Мы прибежали в правый верхний угол кладбища. Там у подножья холма были маленькие холмики, детские могилы. Мы подбегали, прыгали на них, хватали маленькие надгробья, вытаскивали из земли обелиски и швыряли их в темноту. Когда закончили, осталась только большая ровная песчаная площадка. Мы ее утоптали.

В ботинки набился песок, но это нам не мешало. Детские могилы были хорошим разгоном, мы вошли во вкус и чувствовали, что делаем хорошую работу, один заводил другого, никто не отлынивал. Мы стали одним целым, одной командой, действовали согласованно и дружно. Наш Вожак все еще держался за глаз, наверное, боль была жуткая, он видел в темноте только одним глазом. В самом деле, каждый старался, как мог. Похоже, небольшое разногласие в начале дела подготовило почву для единой акции. Мы выполнили ее хорошо, но все-таки без настоящего вдохновения. Если сравнить с тем, что еще случилось позже, я должен сказать, что поначалу мы действовали даже с прохладцей.

Потом мы отряхнули штаны и вытряхнули песок из ботинок. И продолжили свое дело. Поблизости стояло несколько фамильных захоронений, большие мраморные плиты и четырехугольные колонны, окруженные железными оградами. Решетки были старые, хрупкие, наполовину проржавевшие, они едва держались в пазах и не оказали никакого сопротивления. Мы вытащили их из земли и побросали на соседние могилы. Потом мы взялись за каменные плиты, но сначала вынули все цветы и побросали их к стене (там были и свежие цветы, на этих старых могилах) или просто топтали их, когда как, а потом попробовали валить памятники. Но они были слишком большими и слишком массивными, а у нас ни лопат, ни ломов. Первым на камни попер Гимнаст, он налетал на них с разгону, как на спортивный снаряд, Заика тянул с другой стороны, а мы стояли по бокам и толкали.
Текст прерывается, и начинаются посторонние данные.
PR #235, opened 2026-02-20
fix: convert Session.load() and get_context_for_search() to async to prevent deadlock

### LINKED ISSUE #226: [Bug]: SyncOpenViking.search(session=sess) deadlocks (hangs indefinitely)
**Title:** [Bug]: SyncOpenViking.search(session=sess) deadlocks (hangs indefinitely)

---

### Bug Description

`SyncOpenViking.search()` hangs forever when a `session` parameter is provided. Normal `search()` (without session) and `find()` work fine.

### Root Cause

Traced through source code:

1. `SyncOpenViking.search()` → `run_async(async_client.search(...))` — schedules coroutine on the **shared background loop thread**
2. → `async_client.search()` → `local.py search()` → `session.get_context_for_search(query)` (sync method)
3. → `Session.get_context_for_search()` internally calls `run_async(self._viking_fs.ls(...))` and `run_async(self._viking_fs.read_file(...))`
4. These nested `run_async()` calls submit new coroutines to the **same shared loop** via `run_coroutine_threadsafe()` and block with `.result()`
5. But the shared loop thread is already occupied executing step 1's coroutine → **deadlock: loop thread waiting on itself**

```
Main Thread                    Shared Loop Thread
    │                               │
    ├─ run_async(search())          │
    │   └─ future.result() ────────►│─ executing search() coroutine
    │       (blocking main)         │   ├─ session.get_context_for_search()
    │                               │   │   └─ run_async(viking_fs.ls())
    │                               │   │       └─ future.result() ← BLOCKED
    │                               │   │           (waiting for loop thread,
    │                               │   │            but loop thread is here!)
    │                               │   │
    │                               │   └─ 💀 DEADLOCK
```

### Steps to Reproduce

Minimal script (no external dependencies beyond openviking):

```python
import asyncio, threading

from openviking_cli.utils.async_utils import _get_loop, run_async

# Simulates the exact call pattern: async function calls sync method that calls run_async
async def outer():
    print(f"outer() on thread: {threading.get_ident()}")
    
    def sync_inner():  # Like session.get_context_for_search()
        print(f"sync_inner() on thread: {threading.get_ident()}")
        async def dummy():
            await asyncio.sleep(0.01)
            return "ok"
        return run_async(dummy())  # Submits to same loop → deadlock
    
    return sync_inner()

# This will hang forever
result = run_async(outer())
```

Full OpenViking reproduction:

```python
import os
os.environ['OPENVIKING_CONFIG_FILE'] = './ov.conf'
import openviking as ov
from openviking.message.part import TextPart

client = ov.SyncOpenViking(path='./data')
client.initialize()

# This works fine:
r1 = client.search("test query", limit=3)
print(f"search() without session: OK, {len(r1.resources)} results")

# This hangs forever:
sess_info = client.create_session()
sess = client.session(sess_info['session_id'])
sess.add_message('user', [TextPart("test query")])
r2 = client.search("test query", session=sess, limit=3)  # ← never returns
```

### Workaround

Use `AsyncOpenViking` with `asyncio.run()` instead. The nested `run_async()` calls go to the shared background loop, while the outer coroutine runs on a separate temporary loop — no deadlock:

```python
import asyncio
import openviking as ov
from openviking.message.part import TextPart

async def search_with_session():
    client = ov.AsyncOpenViking(path='./data')
    await client.initialize()
    sess_info = await client.create_session()
    sess = client.session(sess_info['session_id'])
    sess.add_message('user', [TextPart("test query")])
    result = await client.search("test query", session=sess, limit=3)
    return result

result = asyncio.run(search_with_session())  # Works!
```

### Suggested Fix

Make `Session.get_context_for_search()` async, or at minimum avoid calling `run_async()` from within a coroutine already running on the shared loop. The sync `Session` methods (`load()`, `commit()`, `get_context_for_search()`) all use `run_async()` internally, which is safe when called from the main thread but deadlocks when called from within the shared loop's own coroutines.

### Environment

- openviking: 0.1.17
- Python: 3.12
- OS: Ubuntu 24.04
- Reproduced in both production and clean (empty data directory) environments

haosenwang1018:
## Problem

`SyncOpenViking.search(session=sess)` deadlocks (hangs indefinitely) as reported in #226.

### Root Cause

`run_async()` submits coroutines to a shared background event loop thread. When `SyncOpenViking.search()` calls `run_async(async_client.search(...))`, the entire coroutine chain runs on that background loop. Inside, `Session.load()` and `Session.get_context_for_search()` call `run_async()` again, which submits new futures to the **same** loop and blocks waiting for them — but the loop is already occupied running the outer coroutine. This creates a deadlock.

### Fix

Convert `Session.load()` and `Session.get_context_for_search()` from sync methods (using `run_async()`) to native `async` methods (using `await`). This allows them to participate in the existing coroutine chain without nesting `run_async()` calls.

All callers are already in async contexts (FastAPI routes, async client methods, service layer), so adding `await` is safe and requires no architectural changes.

### Changes

- `openviking/session/session.py`: `load()` and `get_context_for_search()` → `async`
- `openviking/client/local.py`: `await session.load()`
- `openviking/server/routers/sessions.py`: `await session.load()`
- `openviking/server/routers/search.py`: `await session.load()`
- `openviking/service/search_service.py`: `await session.get_context_for_search()`
- `openviking/service/session_service.py`: `await session.load()`
- Updated all related tests

Fixes #226

### DIFF
--- a/openviking/client/local.py
+++ b/openviking/client/local.py
@@ -188,7 +188,7 @@ class LocalClient(BaseClient):
         session = None
         if session_id:
             session = self._service.sessions.session(session_id)
-            session.load()
+            await session.load()
         return await self._service.search.search(
             query=query,
             target_uri=target_uri,
@@ -237,7 +237,7 @@ class LocalClient(BaseClient):
     async def get_session(self, session_id: str) -> Dict[str, Any]:
         """Get session details."""
         session = self._service.sessions.session(session_id)
-        session.load()
+        await session.load()
         return {
             "session_id": session.session_id,
             "user": session.user.to_dict(),
@@ -255,7 +255,7 @@ class LocalClient(BaseClient):
     async def add_message(self, session_id: str, role: str, content: str) -> Dict[str, Any]:
         """Add a message to a session."""
         session = self._service.sessions.session(session_id)
-        session.load()
+        await session.load()
         session.add_message(role, content)
         return {
             "session_id": session_id,
--- a/openviking/server/routers/search.py
+++ b/openviking/server/routers/search.py
@@ -82,7 +82,7 @@ async def search(
     session = None
     if request.session_id:
         session = service.sessions.session(request.session_id)
-        session.load()
+        await session.load()
 
     result = await service.search.search(
         query=request.query,
--- a/openviking/server/routers/sessions.py
+++ b/openviking/server/routers/sessions.py
@@ -67,7 +67,7 @@ async def get_session(
     """Get session details."""
     service = get_service()
     session = service.sessions.session(session_id)
-    session.load()
+    await session.load()
     return Response(
         status="ok",
         result={
@@ -120,7 +120,7 @@ async def add_message(
     """Add a message to a session."""
     service = get_service()
     session = service.sessions.session(session_id)
-    session.load()
+    await session.load()
     session.add_message(request.role, [TextPart(text=request.content)])
     return Response(
         status="ok",
--- a/openviking/service/search_service.py
+++ b/openviking/service/search_service.py
@@ -60,7 +60,7 @@ class SearchService:
 
         session_info = None
         if session:
-            session_info = session.get_context_for_search(query)
+            session_info = await session.get_context_for_search(query)
 
         return await viking_fs.search(
             query=query,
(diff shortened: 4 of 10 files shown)


MaojiaSheng (approved):

qin-ctx:
Hi @haosenwang1018, thank you for contributing to OpenViking.

https://cla-assistant.io/volcengine/OpenViking?pullRequest=235

https://cla-assistant.io/check/volcengine/OpenViking?pullRequest=235

Thanks.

Но плиты не поддавались, такая досада. Мы перешли к следующему склепу и повторили все снова: сначала ограда, потом цветы, потом холм и, наконец, плиты, но с ними опять ничего не вышло. Хотя близилась ночь, нам казалось, что стало светлее, мы могли лучше видеть друг друга. Вожак прикрывал рукой свой глаз. Никто не говорил ни слова. Потихоньку мы разогрелись, и, несмотря на разочарование, наша работа продвигалась. Только камни упрямились, и из-за их упрямства мы постепенно впадали в ярость, что в конечном счете пошло на пользу нашим стараниям. Пока камни стояли, у каждого из нас было чувство, что мертвые еще оказывают нам сопротивление, что они еще не мертвы и смотрят на разрушение презрительно и гневно.